#### DATA FOR PROCESSING
::::::

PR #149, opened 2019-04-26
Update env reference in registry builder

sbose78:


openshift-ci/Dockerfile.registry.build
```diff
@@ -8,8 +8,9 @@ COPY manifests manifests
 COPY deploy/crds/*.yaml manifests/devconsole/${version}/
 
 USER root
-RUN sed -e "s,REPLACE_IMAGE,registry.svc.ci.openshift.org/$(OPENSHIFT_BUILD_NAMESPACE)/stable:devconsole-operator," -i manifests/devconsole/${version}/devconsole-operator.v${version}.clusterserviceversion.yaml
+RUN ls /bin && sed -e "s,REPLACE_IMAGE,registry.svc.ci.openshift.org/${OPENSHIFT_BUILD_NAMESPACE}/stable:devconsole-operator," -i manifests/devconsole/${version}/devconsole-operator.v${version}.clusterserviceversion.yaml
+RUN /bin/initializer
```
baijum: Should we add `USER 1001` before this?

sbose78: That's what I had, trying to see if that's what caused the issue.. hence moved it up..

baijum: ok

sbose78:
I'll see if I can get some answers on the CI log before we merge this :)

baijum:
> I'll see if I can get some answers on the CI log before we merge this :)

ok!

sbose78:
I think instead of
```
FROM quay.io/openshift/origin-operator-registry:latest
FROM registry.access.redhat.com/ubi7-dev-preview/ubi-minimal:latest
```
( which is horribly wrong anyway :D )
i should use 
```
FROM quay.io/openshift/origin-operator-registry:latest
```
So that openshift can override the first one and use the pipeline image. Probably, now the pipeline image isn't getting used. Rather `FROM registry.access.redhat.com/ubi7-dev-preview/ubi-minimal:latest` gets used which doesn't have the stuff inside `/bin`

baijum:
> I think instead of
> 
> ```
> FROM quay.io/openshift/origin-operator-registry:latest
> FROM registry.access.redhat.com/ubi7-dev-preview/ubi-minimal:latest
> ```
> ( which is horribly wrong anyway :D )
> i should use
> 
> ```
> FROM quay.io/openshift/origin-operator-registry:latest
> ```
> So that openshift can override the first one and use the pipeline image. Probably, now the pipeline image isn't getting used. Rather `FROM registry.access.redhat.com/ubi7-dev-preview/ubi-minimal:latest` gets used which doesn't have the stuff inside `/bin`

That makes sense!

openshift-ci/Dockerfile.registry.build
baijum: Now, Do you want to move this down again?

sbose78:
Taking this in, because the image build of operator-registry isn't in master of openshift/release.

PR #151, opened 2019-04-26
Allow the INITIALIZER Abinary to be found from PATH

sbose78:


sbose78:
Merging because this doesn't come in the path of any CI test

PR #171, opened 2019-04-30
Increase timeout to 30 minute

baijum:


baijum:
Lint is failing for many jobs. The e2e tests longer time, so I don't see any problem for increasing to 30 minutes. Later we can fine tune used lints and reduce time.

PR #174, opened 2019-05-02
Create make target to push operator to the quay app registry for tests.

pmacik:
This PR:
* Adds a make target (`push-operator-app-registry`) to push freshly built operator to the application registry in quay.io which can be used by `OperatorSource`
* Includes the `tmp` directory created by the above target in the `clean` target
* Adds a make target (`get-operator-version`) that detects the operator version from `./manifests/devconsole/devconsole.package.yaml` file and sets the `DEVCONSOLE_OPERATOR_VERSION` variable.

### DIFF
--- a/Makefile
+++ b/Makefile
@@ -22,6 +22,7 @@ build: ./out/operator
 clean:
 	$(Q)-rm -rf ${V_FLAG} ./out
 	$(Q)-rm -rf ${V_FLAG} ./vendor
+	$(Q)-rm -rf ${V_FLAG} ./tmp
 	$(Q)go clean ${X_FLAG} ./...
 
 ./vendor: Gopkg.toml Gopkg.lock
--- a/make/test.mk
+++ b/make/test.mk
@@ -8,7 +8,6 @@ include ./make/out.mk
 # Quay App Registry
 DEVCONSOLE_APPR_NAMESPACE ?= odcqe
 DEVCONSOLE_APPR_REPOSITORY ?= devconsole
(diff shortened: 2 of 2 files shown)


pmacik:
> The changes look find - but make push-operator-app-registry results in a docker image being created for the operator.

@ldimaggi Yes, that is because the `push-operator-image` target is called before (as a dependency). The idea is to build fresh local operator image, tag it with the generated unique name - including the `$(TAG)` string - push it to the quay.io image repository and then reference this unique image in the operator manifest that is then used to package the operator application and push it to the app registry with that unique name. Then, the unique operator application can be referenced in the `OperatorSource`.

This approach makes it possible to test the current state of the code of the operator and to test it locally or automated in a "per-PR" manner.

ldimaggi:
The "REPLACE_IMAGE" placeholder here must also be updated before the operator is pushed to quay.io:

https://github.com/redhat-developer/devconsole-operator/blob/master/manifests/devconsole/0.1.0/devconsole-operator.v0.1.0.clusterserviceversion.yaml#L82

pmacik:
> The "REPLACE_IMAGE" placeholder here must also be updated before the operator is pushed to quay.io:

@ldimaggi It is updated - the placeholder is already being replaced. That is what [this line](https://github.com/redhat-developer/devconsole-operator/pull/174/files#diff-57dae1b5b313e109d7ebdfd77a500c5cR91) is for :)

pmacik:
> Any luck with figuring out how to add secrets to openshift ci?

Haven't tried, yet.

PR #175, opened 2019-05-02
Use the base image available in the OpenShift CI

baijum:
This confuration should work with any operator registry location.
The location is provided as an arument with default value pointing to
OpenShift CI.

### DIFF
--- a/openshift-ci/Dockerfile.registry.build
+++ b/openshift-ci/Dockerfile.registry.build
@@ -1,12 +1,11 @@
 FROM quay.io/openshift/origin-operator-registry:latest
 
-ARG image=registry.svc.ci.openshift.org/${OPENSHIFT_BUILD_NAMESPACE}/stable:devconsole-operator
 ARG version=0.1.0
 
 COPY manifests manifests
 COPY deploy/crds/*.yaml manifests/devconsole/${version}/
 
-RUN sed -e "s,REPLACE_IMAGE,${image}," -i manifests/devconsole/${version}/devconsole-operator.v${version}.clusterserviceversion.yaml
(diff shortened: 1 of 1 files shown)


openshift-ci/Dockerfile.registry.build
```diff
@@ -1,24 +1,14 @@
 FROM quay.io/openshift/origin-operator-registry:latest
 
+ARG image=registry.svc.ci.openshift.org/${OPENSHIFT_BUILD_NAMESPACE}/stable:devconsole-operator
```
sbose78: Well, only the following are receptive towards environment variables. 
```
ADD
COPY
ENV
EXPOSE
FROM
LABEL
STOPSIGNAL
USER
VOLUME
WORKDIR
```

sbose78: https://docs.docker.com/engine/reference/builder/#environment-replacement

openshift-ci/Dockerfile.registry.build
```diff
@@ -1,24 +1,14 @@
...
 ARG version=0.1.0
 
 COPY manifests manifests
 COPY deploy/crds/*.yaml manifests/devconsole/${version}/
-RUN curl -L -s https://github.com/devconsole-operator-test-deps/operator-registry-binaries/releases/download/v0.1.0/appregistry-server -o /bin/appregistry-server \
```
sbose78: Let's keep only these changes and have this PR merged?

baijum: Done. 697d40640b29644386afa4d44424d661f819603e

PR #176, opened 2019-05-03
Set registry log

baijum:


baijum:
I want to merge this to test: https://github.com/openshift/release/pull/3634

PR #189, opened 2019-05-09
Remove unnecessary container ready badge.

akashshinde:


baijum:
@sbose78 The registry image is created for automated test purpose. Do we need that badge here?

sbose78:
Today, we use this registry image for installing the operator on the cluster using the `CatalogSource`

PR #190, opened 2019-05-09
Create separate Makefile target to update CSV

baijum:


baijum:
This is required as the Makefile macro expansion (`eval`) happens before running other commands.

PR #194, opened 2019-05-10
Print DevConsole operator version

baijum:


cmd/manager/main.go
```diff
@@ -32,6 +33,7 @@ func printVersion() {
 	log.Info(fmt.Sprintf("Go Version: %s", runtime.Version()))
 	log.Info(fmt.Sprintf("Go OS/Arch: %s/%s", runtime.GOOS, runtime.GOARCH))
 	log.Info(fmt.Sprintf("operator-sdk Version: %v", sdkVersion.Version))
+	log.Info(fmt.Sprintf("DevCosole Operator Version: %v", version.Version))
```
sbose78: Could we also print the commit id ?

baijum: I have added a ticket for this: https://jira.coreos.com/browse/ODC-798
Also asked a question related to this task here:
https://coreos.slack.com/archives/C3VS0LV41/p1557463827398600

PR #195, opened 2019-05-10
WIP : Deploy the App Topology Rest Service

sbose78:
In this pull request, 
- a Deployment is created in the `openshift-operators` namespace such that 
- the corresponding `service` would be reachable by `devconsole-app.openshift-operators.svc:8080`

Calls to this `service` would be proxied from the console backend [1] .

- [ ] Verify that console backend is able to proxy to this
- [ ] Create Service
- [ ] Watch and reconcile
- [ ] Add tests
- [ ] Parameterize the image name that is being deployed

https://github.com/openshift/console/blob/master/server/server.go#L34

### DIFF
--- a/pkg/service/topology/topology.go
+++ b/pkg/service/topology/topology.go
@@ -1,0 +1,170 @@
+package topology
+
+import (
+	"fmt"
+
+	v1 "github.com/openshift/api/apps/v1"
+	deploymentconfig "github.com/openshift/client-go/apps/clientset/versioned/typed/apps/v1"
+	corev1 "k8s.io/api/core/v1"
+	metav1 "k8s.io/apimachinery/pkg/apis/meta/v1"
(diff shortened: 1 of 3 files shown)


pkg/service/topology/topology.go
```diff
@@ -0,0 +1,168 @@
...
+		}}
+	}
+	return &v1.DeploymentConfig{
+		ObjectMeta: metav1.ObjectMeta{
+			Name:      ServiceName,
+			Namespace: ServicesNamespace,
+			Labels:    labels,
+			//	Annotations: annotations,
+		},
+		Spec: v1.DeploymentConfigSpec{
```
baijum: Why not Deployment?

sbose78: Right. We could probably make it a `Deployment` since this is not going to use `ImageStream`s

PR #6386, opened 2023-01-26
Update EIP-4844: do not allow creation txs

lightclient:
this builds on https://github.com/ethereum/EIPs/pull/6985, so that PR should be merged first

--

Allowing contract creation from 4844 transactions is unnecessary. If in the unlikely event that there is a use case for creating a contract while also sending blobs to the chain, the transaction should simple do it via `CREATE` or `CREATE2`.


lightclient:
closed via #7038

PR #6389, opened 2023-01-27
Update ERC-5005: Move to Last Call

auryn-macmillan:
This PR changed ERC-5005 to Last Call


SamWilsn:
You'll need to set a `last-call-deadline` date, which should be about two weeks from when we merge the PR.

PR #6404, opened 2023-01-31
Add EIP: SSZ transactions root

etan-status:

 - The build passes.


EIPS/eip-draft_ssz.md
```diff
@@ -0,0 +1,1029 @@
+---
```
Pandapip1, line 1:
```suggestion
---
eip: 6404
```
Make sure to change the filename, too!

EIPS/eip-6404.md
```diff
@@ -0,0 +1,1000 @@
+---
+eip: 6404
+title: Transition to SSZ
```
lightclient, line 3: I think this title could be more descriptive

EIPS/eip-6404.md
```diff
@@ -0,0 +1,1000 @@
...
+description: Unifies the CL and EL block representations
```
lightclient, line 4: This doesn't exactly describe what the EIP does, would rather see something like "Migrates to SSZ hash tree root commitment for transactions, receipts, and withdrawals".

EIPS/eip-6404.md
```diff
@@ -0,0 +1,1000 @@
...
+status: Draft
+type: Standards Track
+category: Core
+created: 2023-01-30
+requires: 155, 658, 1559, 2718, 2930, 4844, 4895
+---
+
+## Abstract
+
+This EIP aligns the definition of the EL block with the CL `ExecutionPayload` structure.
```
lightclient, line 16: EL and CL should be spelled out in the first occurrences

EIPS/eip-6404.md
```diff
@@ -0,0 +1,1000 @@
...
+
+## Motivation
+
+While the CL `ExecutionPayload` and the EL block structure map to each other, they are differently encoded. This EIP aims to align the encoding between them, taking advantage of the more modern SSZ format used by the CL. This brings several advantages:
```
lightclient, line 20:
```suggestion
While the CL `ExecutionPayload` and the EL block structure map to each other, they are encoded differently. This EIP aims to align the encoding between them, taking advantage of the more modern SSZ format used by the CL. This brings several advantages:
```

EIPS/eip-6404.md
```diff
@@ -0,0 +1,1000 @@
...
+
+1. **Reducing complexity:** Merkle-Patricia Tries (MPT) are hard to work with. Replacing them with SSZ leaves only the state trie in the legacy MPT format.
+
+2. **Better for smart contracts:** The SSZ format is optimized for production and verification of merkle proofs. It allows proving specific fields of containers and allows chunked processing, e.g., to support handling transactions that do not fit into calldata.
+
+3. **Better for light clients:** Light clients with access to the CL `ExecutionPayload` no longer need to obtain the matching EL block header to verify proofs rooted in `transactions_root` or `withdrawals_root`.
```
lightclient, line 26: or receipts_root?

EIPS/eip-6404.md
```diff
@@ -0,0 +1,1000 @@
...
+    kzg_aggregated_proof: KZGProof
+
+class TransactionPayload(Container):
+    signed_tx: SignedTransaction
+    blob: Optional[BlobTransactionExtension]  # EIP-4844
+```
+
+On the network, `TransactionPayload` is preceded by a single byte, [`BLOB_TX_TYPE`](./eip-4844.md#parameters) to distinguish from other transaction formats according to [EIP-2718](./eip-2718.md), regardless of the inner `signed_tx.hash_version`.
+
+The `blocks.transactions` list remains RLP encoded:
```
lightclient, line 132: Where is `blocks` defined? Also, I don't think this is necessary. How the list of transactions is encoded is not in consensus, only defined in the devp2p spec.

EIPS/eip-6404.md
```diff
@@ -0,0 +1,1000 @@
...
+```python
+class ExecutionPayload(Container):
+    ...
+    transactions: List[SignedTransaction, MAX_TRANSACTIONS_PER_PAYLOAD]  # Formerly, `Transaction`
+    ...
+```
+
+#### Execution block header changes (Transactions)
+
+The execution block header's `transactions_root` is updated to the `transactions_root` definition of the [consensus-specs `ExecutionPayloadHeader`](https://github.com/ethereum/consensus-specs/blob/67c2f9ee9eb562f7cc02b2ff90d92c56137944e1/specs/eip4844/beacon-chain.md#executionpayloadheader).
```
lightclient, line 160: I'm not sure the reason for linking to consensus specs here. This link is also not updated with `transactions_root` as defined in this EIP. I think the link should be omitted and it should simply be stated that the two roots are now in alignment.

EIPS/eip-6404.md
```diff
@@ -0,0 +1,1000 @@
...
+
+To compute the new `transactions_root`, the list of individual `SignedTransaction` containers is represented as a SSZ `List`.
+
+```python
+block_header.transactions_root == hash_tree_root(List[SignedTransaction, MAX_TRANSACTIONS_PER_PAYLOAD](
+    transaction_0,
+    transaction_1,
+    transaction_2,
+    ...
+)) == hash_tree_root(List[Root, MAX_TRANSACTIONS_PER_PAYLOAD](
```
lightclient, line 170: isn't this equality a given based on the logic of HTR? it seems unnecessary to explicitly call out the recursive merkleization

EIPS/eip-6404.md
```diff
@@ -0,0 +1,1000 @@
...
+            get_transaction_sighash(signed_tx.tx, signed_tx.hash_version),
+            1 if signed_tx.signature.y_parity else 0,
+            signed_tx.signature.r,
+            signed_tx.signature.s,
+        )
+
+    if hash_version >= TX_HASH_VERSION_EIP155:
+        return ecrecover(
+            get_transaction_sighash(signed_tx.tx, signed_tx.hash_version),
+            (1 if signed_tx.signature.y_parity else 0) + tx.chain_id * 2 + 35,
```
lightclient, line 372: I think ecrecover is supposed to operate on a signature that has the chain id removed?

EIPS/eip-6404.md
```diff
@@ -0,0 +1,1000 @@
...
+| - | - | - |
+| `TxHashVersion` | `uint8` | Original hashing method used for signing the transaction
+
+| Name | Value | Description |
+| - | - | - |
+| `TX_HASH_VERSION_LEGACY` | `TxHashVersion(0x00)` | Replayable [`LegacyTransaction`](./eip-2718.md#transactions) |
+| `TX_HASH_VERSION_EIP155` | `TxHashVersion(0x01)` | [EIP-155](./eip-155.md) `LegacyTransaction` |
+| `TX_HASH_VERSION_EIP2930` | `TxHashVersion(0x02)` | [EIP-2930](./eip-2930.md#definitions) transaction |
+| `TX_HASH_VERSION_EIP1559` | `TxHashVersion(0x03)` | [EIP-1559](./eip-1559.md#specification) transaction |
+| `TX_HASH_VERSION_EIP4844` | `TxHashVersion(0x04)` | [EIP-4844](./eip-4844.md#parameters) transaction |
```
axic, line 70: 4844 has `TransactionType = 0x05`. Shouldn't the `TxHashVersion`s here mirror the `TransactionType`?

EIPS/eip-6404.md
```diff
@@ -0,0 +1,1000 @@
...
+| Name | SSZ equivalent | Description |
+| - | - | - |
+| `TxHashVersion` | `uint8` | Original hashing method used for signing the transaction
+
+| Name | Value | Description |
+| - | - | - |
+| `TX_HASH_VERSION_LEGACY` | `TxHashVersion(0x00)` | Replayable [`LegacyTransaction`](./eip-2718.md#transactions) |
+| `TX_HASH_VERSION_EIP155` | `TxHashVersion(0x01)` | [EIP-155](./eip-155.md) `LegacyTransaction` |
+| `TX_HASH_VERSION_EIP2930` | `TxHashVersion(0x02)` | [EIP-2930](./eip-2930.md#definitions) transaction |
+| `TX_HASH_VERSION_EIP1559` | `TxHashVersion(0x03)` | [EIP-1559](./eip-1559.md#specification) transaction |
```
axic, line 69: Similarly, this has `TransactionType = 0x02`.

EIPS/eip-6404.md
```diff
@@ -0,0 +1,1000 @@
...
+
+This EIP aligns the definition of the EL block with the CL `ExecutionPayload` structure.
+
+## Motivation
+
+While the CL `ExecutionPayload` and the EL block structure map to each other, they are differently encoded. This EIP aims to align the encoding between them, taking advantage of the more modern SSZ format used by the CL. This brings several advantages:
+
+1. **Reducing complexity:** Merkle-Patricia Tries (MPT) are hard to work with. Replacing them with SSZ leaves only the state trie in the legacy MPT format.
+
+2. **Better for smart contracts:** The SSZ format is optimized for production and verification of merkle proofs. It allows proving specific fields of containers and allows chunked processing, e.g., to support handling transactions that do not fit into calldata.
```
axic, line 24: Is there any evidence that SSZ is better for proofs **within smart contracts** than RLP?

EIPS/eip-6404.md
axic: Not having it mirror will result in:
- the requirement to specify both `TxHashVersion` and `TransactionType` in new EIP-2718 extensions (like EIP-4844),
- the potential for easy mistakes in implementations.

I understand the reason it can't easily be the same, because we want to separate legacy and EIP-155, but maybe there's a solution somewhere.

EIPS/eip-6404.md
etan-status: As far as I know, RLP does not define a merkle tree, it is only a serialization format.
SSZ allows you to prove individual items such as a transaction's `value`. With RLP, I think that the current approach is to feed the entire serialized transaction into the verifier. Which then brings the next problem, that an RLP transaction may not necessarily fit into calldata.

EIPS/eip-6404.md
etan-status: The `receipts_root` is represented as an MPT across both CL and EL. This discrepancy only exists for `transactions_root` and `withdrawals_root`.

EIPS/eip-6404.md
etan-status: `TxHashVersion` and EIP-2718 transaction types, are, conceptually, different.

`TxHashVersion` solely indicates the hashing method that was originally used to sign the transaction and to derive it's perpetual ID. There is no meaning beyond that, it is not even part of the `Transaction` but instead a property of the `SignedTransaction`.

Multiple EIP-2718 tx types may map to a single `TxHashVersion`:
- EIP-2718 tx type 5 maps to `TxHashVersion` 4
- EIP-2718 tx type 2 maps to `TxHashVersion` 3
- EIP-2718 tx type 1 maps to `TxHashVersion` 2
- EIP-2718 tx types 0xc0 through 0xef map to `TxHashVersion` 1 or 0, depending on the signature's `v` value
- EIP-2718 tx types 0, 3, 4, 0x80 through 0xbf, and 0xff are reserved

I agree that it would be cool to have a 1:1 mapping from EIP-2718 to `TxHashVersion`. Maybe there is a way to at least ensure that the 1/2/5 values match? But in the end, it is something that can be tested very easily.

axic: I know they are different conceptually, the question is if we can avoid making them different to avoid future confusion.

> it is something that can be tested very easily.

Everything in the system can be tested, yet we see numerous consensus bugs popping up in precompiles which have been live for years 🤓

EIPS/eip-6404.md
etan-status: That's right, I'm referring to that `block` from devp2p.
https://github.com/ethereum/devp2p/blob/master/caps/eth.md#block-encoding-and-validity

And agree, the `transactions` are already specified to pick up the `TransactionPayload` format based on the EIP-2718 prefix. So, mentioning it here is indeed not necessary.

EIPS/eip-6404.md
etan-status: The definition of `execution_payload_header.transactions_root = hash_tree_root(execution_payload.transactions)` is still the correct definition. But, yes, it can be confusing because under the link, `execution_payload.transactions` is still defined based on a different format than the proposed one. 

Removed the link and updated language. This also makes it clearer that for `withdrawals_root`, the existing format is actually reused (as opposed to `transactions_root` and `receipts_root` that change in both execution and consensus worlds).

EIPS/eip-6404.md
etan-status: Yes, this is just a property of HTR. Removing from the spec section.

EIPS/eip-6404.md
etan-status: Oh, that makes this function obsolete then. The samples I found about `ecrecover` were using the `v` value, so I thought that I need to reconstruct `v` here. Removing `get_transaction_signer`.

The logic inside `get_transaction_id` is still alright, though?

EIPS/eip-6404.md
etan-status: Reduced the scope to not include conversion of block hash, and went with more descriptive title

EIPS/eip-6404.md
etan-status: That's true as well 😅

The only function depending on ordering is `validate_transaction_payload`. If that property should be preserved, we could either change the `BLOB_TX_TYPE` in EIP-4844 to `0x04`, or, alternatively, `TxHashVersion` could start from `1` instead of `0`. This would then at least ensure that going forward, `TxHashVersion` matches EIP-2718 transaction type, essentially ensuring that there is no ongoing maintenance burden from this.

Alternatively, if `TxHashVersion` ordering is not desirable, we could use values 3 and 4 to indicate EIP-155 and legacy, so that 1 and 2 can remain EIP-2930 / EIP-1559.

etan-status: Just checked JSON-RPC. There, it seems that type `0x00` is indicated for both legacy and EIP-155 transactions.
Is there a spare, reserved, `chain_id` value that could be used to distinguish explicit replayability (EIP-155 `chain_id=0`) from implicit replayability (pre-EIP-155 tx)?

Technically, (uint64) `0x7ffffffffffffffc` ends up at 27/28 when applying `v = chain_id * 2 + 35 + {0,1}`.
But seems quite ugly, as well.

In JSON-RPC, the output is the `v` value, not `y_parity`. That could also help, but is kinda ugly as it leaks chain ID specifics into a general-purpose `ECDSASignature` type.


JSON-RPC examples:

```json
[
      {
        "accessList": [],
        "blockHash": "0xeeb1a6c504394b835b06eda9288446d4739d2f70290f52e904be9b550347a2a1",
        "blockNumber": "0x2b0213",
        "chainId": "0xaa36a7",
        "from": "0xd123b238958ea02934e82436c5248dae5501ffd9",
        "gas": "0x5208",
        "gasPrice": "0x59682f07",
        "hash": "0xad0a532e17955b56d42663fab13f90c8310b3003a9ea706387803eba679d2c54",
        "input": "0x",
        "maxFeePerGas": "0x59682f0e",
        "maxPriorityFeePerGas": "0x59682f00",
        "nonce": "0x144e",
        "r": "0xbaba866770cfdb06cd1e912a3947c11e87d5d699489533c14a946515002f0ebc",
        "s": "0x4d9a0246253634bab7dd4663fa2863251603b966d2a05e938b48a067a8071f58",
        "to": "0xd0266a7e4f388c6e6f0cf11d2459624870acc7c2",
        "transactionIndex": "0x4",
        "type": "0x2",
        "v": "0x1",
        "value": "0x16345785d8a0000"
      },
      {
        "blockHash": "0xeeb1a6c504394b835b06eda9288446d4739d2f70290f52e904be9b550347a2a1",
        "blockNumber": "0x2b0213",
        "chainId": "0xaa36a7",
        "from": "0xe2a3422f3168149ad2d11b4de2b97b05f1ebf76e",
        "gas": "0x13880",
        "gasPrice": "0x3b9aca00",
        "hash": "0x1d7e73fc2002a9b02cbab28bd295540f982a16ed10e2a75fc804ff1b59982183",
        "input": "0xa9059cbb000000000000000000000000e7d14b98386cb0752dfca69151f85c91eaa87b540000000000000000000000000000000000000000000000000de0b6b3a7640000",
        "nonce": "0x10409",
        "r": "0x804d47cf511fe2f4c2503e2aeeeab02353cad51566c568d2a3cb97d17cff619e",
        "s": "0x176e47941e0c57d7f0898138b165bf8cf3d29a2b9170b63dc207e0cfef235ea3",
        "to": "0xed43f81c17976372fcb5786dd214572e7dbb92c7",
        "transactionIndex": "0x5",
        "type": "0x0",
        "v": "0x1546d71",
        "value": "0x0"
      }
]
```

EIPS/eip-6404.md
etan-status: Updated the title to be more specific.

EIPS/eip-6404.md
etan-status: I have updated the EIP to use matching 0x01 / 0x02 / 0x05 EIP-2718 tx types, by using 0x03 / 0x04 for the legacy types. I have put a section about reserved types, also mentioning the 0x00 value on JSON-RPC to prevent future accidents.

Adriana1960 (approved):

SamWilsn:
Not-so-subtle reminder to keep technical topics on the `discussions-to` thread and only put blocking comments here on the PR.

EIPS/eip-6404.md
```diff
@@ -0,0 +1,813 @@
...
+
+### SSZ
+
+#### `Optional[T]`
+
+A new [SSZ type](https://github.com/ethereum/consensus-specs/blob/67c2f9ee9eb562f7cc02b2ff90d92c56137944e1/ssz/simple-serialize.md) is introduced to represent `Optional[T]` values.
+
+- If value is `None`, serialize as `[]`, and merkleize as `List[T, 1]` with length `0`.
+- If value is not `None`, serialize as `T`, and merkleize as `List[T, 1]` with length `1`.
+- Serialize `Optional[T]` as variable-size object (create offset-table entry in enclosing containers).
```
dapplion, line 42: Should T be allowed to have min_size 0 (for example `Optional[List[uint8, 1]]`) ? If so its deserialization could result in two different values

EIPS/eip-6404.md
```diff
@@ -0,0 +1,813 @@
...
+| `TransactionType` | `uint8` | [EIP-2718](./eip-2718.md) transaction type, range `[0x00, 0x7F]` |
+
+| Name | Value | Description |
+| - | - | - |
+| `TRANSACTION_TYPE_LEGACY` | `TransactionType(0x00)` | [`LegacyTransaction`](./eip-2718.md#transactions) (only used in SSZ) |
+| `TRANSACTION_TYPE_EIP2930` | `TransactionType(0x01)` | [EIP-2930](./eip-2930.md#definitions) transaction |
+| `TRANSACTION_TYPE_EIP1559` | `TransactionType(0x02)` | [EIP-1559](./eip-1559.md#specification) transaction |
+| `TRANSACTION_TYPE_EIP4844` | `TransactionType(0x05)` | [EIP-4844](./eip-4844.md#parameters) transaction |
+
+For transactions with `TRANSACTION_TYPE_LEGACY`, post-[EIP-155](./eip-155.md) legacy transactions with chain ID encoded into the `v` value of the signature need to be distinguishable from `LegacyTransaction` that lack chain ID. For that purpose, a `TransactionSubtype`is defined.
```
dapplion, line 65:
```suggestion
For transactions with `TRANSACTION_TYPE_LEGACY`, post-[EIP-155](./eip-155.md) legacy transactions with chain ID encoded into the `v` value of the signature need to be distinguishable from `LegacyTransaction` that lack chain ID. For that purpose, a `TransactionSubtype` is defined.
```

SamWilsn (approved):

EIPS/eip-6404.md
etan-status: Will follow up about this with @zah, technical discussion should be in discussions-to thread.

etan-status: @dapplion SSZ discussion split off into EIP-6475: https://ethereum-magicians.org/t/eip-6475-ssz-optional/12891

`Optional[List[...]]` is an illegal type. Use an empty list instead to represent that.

::::::

Look through the records and copy down every line that holds "Makefile".

#### YOUR RESPONSE
--- a/Makefile
+++ b/Makefile
Create separate Makefile target to update CSV
This is required as the Makefile macro expansion (`eval`) happens before running other commands.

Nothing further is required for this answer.